I have always felt like an outsider, especially on the occasion of my sixteenth birthday when all my friends processed down to the drivers license office for their adolescent rite of passage. Growing up in the mid seventies in Western Canada, the world of the bicycle was remote. I got the bike, they got the girls. Sigh!

Things have certainly changed, as my own city of 300,000 or so persons is replete with bike lanes and biking is now cool. A new consciousness of slower speeds, and a renewed interest in travelling less has taken hold of at least middle class life in the residential sections of our city. The suburbs are another matter. To arrive at one’s destination sweaty and carrying pannier bags no longer elicits puzzled looks. Folks say ‘good for you.’

What I describe above is only a small shift in culture, but the carbon fast is all about small shifts adding up to significant changes. if you and I can change our patterns, others can also, and eventually a huge consumer group can drive cars longer because they use them less. manufacturers and governments will notice. Urban designers can re-discover the role of corner stores and small community centres as places we can walk to and from instead of depending on large shopping malls and office blocks distant from where we live and work.

Schumacher said in the seventies that Small is Beautiful, and you know what, it still is. We don’t need to travel half as much as we presently do, and if I can build my life around a bike, so can you, hence a bicycle ‘built for two.’

Happy riding, Ken Gray+

BUY SIMPLE FOOD – EAT WITH GRATITUDE

So if buying simple food was easy folks would do it all the time, right? Maybe not: Let’s think about what ‘simple food’ really is and consider some tips.

Tip #1   Eat as far down the food chain as possible. Avoid products which are highly processed. Read the list of ingredients and if the list looks like a high school chemistry experiment, look further.

Tip #2   Obviously include in your diet lots of vegetables and fruit, harvested locally where possible. Ideal sources are local markets, now hugely popular in North America.

Tip #3   Try to avoid ‘the foodies.’ An obsession with technique here in North America means that many distributors cater to an affluent consumer who wants all ingredients to possess special qualities other than nutrition. While this may mean organic and local sourcing, it does not guarantee it. Think ‘simple’ and do your homework.

Tip #4   Ask the kids, especially young adults, for if your kids are like my kids, they are much more aware of different styles of eating than I have ever been.

Tip #5   Plan, plan, plan. It’s funny how ‘simple’ involves planning. Food, with other environmentally transformative practices means getting organized.

Final Tip              Plant a garden where you live. Start simply and increase the size and complexity of your ‘farm’ each year.

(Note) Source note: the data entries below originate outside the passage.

PR #756, opened 2026-07-18
Defer incomplete TiDB Cloud batch metadata without blocking

srstack:
## Summary
- treat incomplete TiDB Cloud batch cluster metadata as not-ready seed metadata instead of an endpoint resolution error
- keep batch pool provisioning nonblocking while preserving existing asynchronous metadata resume behavior
- remove the unrelated user DB connection max-lifetime change from this PR

## Notes
When TiDB Cloud batchCreate returns a cluster before public/private endpoint metadata is ready, the provisioner now returns a seed `ClusterInfo` without host/port instead of failing host resolution. The admin pool path persists that seed and starts the existing metadata resume flow outside the immediate batch response path, avoiding noisy `admin_tenant_pool_batch_metadata_incomplete` warnings for not-yet-ready clusters and avoiding long cloud polling while holding the tenant pool lock.

## Testing
- `go test ./pkg/tenant/tidbcloudnative -run 'TestBatchProvisionFreeClusters|TestWaitForPoolClustersMetadataUsesList|TestClusterConnectionIncompleteWhenPrivateEndpointMissing|TestProvisionWithCredentials.*Private|TestProvisionWithCredentialsErrorsWhenPrivateHostMappingMissing' -count=1`
- `go test ./pkg/tenant/tidbcloudnative -count=1`
- `git diff --check`

### DIFF
--- a/pkg/tenant/tidbcloudnative/provisioner.go
+++ b/pkg/tenant/tidbcloudnative/provisioner.go
@@ -422,7 +422,6 @@ func (p *Provisioner) BatchProvisionFreeClustersWithCredentialsAndQuota(ctx cont
 	}
 	out := make([]*tenant.ClusterInfo, len(created.Clusters))
 	errs := make([]error, len(created.Clusters))
-	pending := make([]batchClusterMetadataTarget, 0, len(created.Clusters))
 	for i := range created.Clusters {
 		i := i
 		info := created.Clusters[i]
@@ -441,19 +440,10 @@ func (p *Provisioner) BatchProvisionFreeClustersWithCredentialsAndQuota(ctx cont
 			continue
 		}
 		if p.clusterProvisionMetadataIncomplete(&info) {
-			pending = append(pending, batchClusterMetadataTarget{
-				index:    i,
-				tenantID: tenantID,
-				password: password,
-				dbName:   dbName,
-				initial:  info,
-			})
+			out[i] = fallbackBatchClusterInfo(info, dbName, passwords)
 			continue
 		}
 		out[i], errs[i] = p.clusterInfoFromResponse(tenantID, dbName, password, &info)
-	}
-	if len(pending) > 0 {
-		p.waitForBatchClusterProvisionMetadata(ctx, publicKey, privateKey, strings.TrimSpace(opts.TenantPoolID), pending, out, errs)
 	}
 	for _, err := range errs {
 		if err != nil {
@@ -661,18 +651,21 @@ func batchMetadataPollInterval() time.Duration {
 func fallbackBatchClusterInfos(clusters []clusterInfo, dbName string, passwords map[string]string) []*tenant.ClusterInfo {
 	out := make([]*tenant.ClusterInfo, 0, len(clusters))
 	for i := range clusters {
-		info := clusters[i]
-		tenantID := strings.TrimSpace(info.Labels[Drive9TenantIDLabel])
-		out = append(out, &tenant.ClusterInfo{
-			TenantID:       tenantID,
-			ClusterID:      strings.TrimSpace(info.ClusterID),
-			OrganizationID: strings.TrimSpace(info.Labels[TiDBCloudOrganizationLabel]),
-			Password:       passwords[tenantID],
-			DBName:         dbName,
-			Provider:       tenant.ProviderTiDBCloudNative,
-		})
+		out = append(out, fallbackBatchClusterInfo(clusters[i], dbName, passwords))
 	}
 	return out
+}
+
+func fallbackBatchClusterInfo(info clusterInfo, dbName string, passwords map[string]string) *tenant.ClusterInfo {
+	tenantID := strings.TrimSpace(info.Labels[Drive9TenantIDLabel])
+	return &tenant.ClusterInfo{
+		TenantID:       tenantID,
+		ClusterID:      strings.TrimSpace(info.ClusterID),
+		OrganizationID: strings.TrimSpace(info.Labels[TiDBCloudOrganizationLabel]),
+		Password:       passwords[tenantID],
+		DBName:         dbName,
+		Provider:       tenant.ProviderTiDBCloudNative,
+	}
 }
 
 func (p *Provisioner) WaitForPoolClusterMetadata(ctx context.Context, cluster *tenant.ClusterInfo, req tenant.CredentialProvisionRequest) (*tenant.ClusterInfo, error) {
--- a/pkg/tenant/tidbcloudnative/provisioner.go
+++ b/pkg/tenant/tidbcloudnative/provisioner.go
@@ -422,6 +422,7 @@ func (p *Provisioner) BatchProvisionFreeClustersWithCredentialsAndQuota(ctx cont
 	}
 	out := make([]*tenant.ClusterInfo, len(created.Clusters))
 	errs := make([]error, len(created.Clusters))
+	pending := make([]batchClusterMetadataTarget, 0, len(created.Clusters))
 	for i := range created.Clusters {
 		i := i
 		info := created.Clusters[i]
@@ -439,7 +440,20 @@ func (p *Provisioner) BatchProvisionFreeClustersWithCredentialsAndQuota(ctx cont
 			errs[i] = fmt.Errorf("tidbcloud native batch response missing cluster id for tenant %q", tenantID)
 			continue
 		}
+		if p.clusterProvisionMetadataIncomplete(&info) {
+			pending = append(pending, batchClusterMetadataTarget{
+				index:    i,
+				tenantID: tenantID,
+				password: password,
+				dbName:   dbName,
+				initial:  info,
+			})
+			continue
+		}
 		out[i], errs[i] = p.clusterInfoFromResponse(tenantID, dbName, password, &info)
+	}
+	if len(pending) > 0 {
+		p.waitForBatchClusterProvisionMetadata(ctx, publicKey, privateKey, strings.TrimSpace(opts.TenantPoolID), pending, out, errs)
 	}
 	for _, err := range errs {
 		if err != nil {
--- a/pkg/tenant/tidbcloudnative/provisioner_test.go
+++ b/pkg/tenant/tidbcloudnative/provisioner_test.go
@@ -404,7 +404,11 @@ func TestBatchProvisionFreeClustersUsesBatchCreateAndFreeLabel(t *testing.T) {
 	}
 }
 
-func TestBatchProvisionFreeClustersReturnsCreatedClustersWithoutMetadataWait(t *testing.T) {
+func TestBatchProvisionFreeClustersWaitsForPublicHost(t *testing.T) {
+	origPoll := tidbCloudNativeBatchMetadataPollInterval
+	tidbCloudNativeBatchMetadataPollInterval = time.Millisecond
+	t.Cleanup(func() { tidbCloudNativeBatchMetadataPollInterval = origPoll })
+
 	var listCalls atomic.Int32
 	handlerErrs := make(chan error, 2)
 	ts := httptest.NewServer(http.HandlerFunc(func(w http.ResponseWriter, r *http.Request) {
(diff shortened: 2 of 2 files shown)


mornyx (commented):
## PR #756 Review — Wait for TiDB Cloud batch metadata before endpoint resolution

### Summary

This PR makes the batch provision path (`BatchProvisionFreeClustersWithCredentialsAndQuota`) wait for incomplete cluster metadata before resolving endpoints, aligning it with the single provision path. It also bumps `defaultUserConnMaxLifetime` from 45s to 3m.

1. **Batch metadata wait** (`provisioner.go`): After the batch create response, clusters with incomplete metadata (`clusterProvisionMetadataIncomplete`) are collected into a `pending` slice and passed to `waitForBatchClusterProvisionMetadata` — the same function already used by `WaitForPoolClustersMetadata`. Clusters with complete metadata are resolved immediately via `clusterInfoFromResponse`. ✅ This aligns the batch path with the single provision path (`ProvisionWithCredentialsAndQuota`), which already calls `waitForClusterProvisionMetadata`.

2. **Reuse of `waitForBatchClusterProvisionMetadata`**: The function signature and validation logic (tenant label check, pool label check, metadata incompleteness check) are reused as-is. The `poolID` is passed from `opts.TenantPoolID`, which is the same source used to set `Drive9PoolIDLabel` during batch create. ✅

3. **Tests**: Two new test cases:
   - `TestBatchProvisionFreeClustersWaitsForPublicHost` — verifies that a cluster missing its public host in the batch create response gets waited on via the list endpoint, and the final connection info includes the resolved host/port/username. ✅
   - `TestBatchProvisionFreeClustersWaitsForPrivateEndpointPublicHost` — verifies that in private endpoint mode, a cluster with empty private host but present public host is waited on, and the public host is mapped to the private endpoint via the host map. ✅ This test exercises the PR #741 `endpointConnectionIncomplete` + `resolvePrivateEndpointHost` integration.

4. **Old test updated**: `TestBatchProvisionFreeClustersReturnsCreatedClustersWithoutMetadataWait` is renamed to `TestBatchProvisionFreeClustersWaitsForPublicHost` and now expects 1 list call (was 0) and resolved connection info (was empty). ✅ Correctly reflects the new behavior.

### CI status

- `ci`: ✅ success
- `drive9-server-local e2e smoke`: ⏳ pending (will update)

---

### Comments

#### 1. `defaultUserConnMaxLifetime` change from 45s to 3m is unrelated to the PR title and undocumented (should be split or justified)

The `pkg/mysqlutil/pool.go` change bumps the user DB connection max lifetime from 45s to 3 minutes — a 4x increase. This is a significant operational change:
- The original 45s value was set to "rotate and prune idle connections before common LB/NAT idle timeout windows" (per the `ApplyPoolDefaults` comment).
- Increasing to 3 minutes means connections live longer, which reduces connection churn but could interact with cloud NAT/LB idle timeouts (typically 60-300s). If a NAT gateway silently drops an idle connection after 60-120s, the 3-minute lifetime could result in stale connection errors.
- The meta DB already uses 5 minutes, so 3 minutes for user DBs is between the old 45s and the meta 5m — but the rationale is not stated.

This change is unrelated to the batch metadata wait fix. **Recommendation**: Either move this to a separate PR with justification, or add a comment in the PR description explaining why 3 minutes is the right value (e.g., "TiDB Cloud serverless connections are expensive to establish; 45s caused excessive reconnection churn under load").

#### 2. Batch metadata wait inherits the 10-minute deadline (observation)

`waitForBatchClusterProvisionMetadataGroup` has a 10-minute deadline. For batch provisioning of many clusters, this is the per-group deadline (groups of `tidbCloudNativeBatchMetadataGroupSize=10`). This is the same deadline used by `WaitForPoolClustersMetadata`, so the behavior is consistent. Just noting that a batch of N clusters could take up to `ceil(N/10) * 10 minutes` in the worst case, though groups run concurrently.

#### 3. `initial` field in `batchClusterMetadataTarget` preserves the batch create response (observation, positive)

The `pending` entries include `initial: info` — the cluster info from the batch create response. This is used by `waitForBatchClusterProvisionMetadataGroup` to extract the `ClusterID` for the list query. Good design — it avoids a separate lookup for cluster IDs.

#### 4. No fallback for clusters that remain incomplete after the batch wait (observation, not a blocker)

If `waitForBatchClusterProvisionMetadata` times out for some clusters, those entries get error messages in `errs`, and the function returns `fallbackBatchClusterInfos(created.Clusters, dbName, passwords)` with `nil, err`. The caller (pool replenishment) will see the error and can retry. This is the same behavior as before for the non-metadata-wait path — clusters with missing labels/cluster IDs already produced errors. The new wait just extends the window before giving up.

---

### Verdict: ✅ Approve (with one request)

The batch metadata wait fix is correct and well-tested — it closes a real gap where the batch path returned clusters with incomplete connection metadata while the single path waited. The tests cover both public and private endpoint modes. 

**One request**: The `defaultUserConnMaxLifetime` change (45s → 3m) should either be moved to a separate PR or justified in the PR description. It is an unrelated operational change bundled into a metadata-wait fix PR, and the 4x increase in connection lifetime could have operational implications (NAT/LB idle timeout interaction) that deserve explicit rationale.

mornyx (approved):
## PR #756 Review — Wait for TiDB Cloud batch metadata before endpoint resolution

### Summary

This PR makes the batch provision path (`BatchProvisionFreeClustersWithCredentialsAndQuota`) wait for incomplete cluster metadata before resolving endpoints, aligning it with the single provision path. It also bumps `defaultUserConnMaxLifetime` from 45s to 3m.

1. **Batch metadata wait** (`provisioner.go`): After the batch create response, clusters with incomplete metadata (`clusterProvisionMetadataIncomplete`) are collected into a `pending` slice and passed to `waitForBatchClusterProvisionMetadata` — the same function already used by `WaitForPoolClustersMetadata`. Clusters with complete metadata are resolved immediately via `clusterInfoFromResponse`. ✅ This aligns the batch path with the single provision path (`ProvisionWithCredentialsAndQuota`), which already calls `waitForClusterProvisionMetadata`.

2. **Reuse of `waitForBatchClusterProvisionMetadata`**: The function signature and validation logic (tenant label check, pool label check, metadata incompleteness check) are reused as-is. The `poolID` is passed from `opts.TenantPoolID`, which is the same source used to set `Drive9PoolIDLabel` during batch create. ✅

3. **Tests**: Two new test cases:
   - `TestBatchProvisionFreeClustersWaitsForPublicHost` — verifies that a cluster missing its public host in the batch create response gets waited on via the list endpoint, and the final connection info includes the resolved host/port/username. ✅
   - `TestBatchProvisionFreeClustersWaitsForPrivateEndpointPublicHost` — verifies that in private endpoint mode, a cluster with empty private host but present public host is waited on, and the public host is mapped to the private endpoint via the host map. ✅ This test exercises the PR #741 `endpointConnectionIncomplete` + `resolvePrivateEndpointHost` integration.

4. **Old test updated**: `TestBatchProvisionFreeClustersReturnsCreatedClustersWithoutMetadataWait` is renamed to `TestBatchProvisionFreeClustersWaitsForPublicHost` and now expects 1 list call (was 0) and resolved connection info (was empty). ✅ Correctly reflects the new behavior.

### CI status

- `ci`: ✅ success
- `drive9-server-local e2e smoke`: ⏳ pending

---

### Comments

#### 1. `defaultUserConnMaxLifetime` change from 45s to 3m is unrelated to the PR title and undocumented (should be split or justified)

The `pkg/mysqlutil/pool.go` change bumps the user DB connection max lifetime from 45s to 3 minutes — a 4x increase. This is a significant operational change:
- The original 45s value was set to "rotate and prune idle connections before common LB/NAT idle timeout windows" (per the `ApplyPoolDefaults` comment).
- Increasing to 3 minutes means connections live longer, which reduces connection churn but could interact with cloud NAT/LB idle timeouts (typically 60-300s). If a NAT gateway silently drops an idle connection after 60-120s, the 3-minute lifetime could result in stale connection errors.
- The meta DB already uses 5 minutes, so 3 minutes for user DBs is between the old 45s and the meta 5m — but the rationale is not stated.

This change is unrelated to the batch metadata wait fix. **Recommendation**: Either move this to a separate PR with justification, or add a comment in the PR description explaining why 3 minutes is the right value (e.g., "TiDB Cloud serverless connections are expensive to establish; 45s caused excessive reconnection churn under load").

#### 2. Batch metadata wait inherits the 10-minute deadline (observation)

`waitForBatchClusterProvisionMetadataGroup` has a 10-minute deadline. For batch provisioning of many clusters, this is the per-group deadline (groups of `tidbCloudNativeBatchMetadataGroupSize=10`). This is the same deadline used by `WaitForPoolClustersMetadata`, so the behavior is consistent. Just noting that a batch of N clusters could take up to `ceil(N/10) * 10 minutes` in the worst case, though groups run concurrently.

#### 3. `initial` field in `batchClusterMetadataTarget` preserves the batch create response (observation, positive)

The `pending` entries include `initial: info` — the cluster info from the batch create response. This is used by `waitForBatchClusterProvisionMetadataGroup` to extract the `ClusterID` for the list query. Good design — it avoids a separate lookup for cluster IDs.

#### 4. No fallback for clusters that remain incomplete after the batch wait (observation, not a blocker)

If `waitForBatchClusterProvisionMetadata` times out for some clusters, those entries get error messages in `errs`, and the function returns `fallbackBatchClusterInfos(created.Clusters, dbName, passwords)` with `nil, err`. The caller (pool replenishment) will see the error and can retry. This is the same behavior as before for the non-metadata-wait path — clusters with missing labels/cluster IDs already produced errors. The new wait just extends the window before giving up.

---

### Verdict: ✅ Approve (with one request)

The batch metadata wait fix is correct and well-tested — it closes a real gap where the batch path returned clusters with incomplete connection metadata while the single path waited. The tests cover both public and private endpoint modes.

**One request**: The `defaultUserConnMaxLifetime` change (45s → 3m) should either be moved to a separate PR or justified in the PR description. It is an unrelated operational change bundled into a metadata-wait fix PR, and the 4x increase in connection lifetime could have operational implications (NAT/LB idle timeout interaction) that deserve explicit rationale.

srstack:
Addressed review feedback:

- Removed the unrelated `defaultUserConnMaxLifetime` change from this PR.
- Reworked incomplete batch metadata handling to stay nonblocking: batchCreate now returns seed `ClusterInfo` values for not-ready endpoint metadata instead of synchronously polling under the tenant pool lock. Existing async pool metadata resume remains responsible for waiting and filling host/port later.
- Updated PR title/body and tests to match the nonblocking behavior.

qiffang (approved):
## PR #756 exact-head review

**Verdict: GREEN** on `23739251c5e789ec4fc5e4d4d43a92bfedc5e9a2`.

I traced the change through `createFreePoolTenants` and the existing async metadata-resume path, not only the provisioner unit:

- Incomplete batch metadata is converted to a per-cluster seed only after tenant-label/password/cluster-ID validation.
- Complete siblings retain resolved connection metadata; mixed ready/pending output is explicitly handled by `poolClusterConnectionReady`.
- Pending seeds persist cluster ID, encrypted password, DB name, provider, and org binding before `startPoolClustersMetadataResume` runs outside the immediate batch call.
- Resume uses the existing batch waiter, persists the completed connection, conditionally advances `pending -> provisioning`, and preserves idempotence/status-change safety.
- Private-endpoint configuration errors are not swallowed: once public host + private port + user prefix are present, a missing host-map entry still reaches `resolvePrivateEndpointHost` and fails.
- Missing/unknown tenant labels and missing cluster IDs retain their prior failure behavior.

Regression coverage includes mixed public metadata, private endpoint metadata not yet ready, no synchronous list polling, preserved generated password/seed identity, and existing batch resume behavior.

Validation:

- focused PR test command: pass
- `go test ./pkg/tenant/tidbcloudnative -count=1`: pass
- `go test -race ./pkg/tenant/tidbcloudnative -count=1`: pass
- `go vet ./pkg/tenant/tidbcloudnative`: pass
- `go test -c ./pkg/server`: pass
- exact-head GitHub `ci` and `drive9-server-local e2e smoke`: pass

Local runtime `pkg/server` tests could not start because this machine has no rootless Docker; this is environmental, and the exact-head hosted CI/e2e gates are green.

Finally, a thought from Wendell Berry.

The pleasure of eating should be an extensive pleasure, not that of the mere gourmet. People who know the garden in which their vegetables have grown and know that the garden is healthy and remember the beauty of the growing plants, perhaps in the dewy first light of morning when gardens are at their best. Such a memory involves itself with the food and is one of the pleasures of eating. The knowledge of the good health of the garden relieves and frees and comforts the eater. The same goes for eating meat. The thought of the good pasture and of the calf contentedly grazing flavors the steak. Some, I know, will think of it as bloodthirsty or worse to eat a fellow creature you have known all its life. On the contrary, I think it means that you eat with understanding and with gratitude. A significant part of the pleasure of eating is in one’s accurate consciousness of the lives and the world from which food comes. The pleasure of eating, then, may be the best available standard of our health. And this pleasure, I think, is pretty fully available to the urban consumer who will make the necessary effort.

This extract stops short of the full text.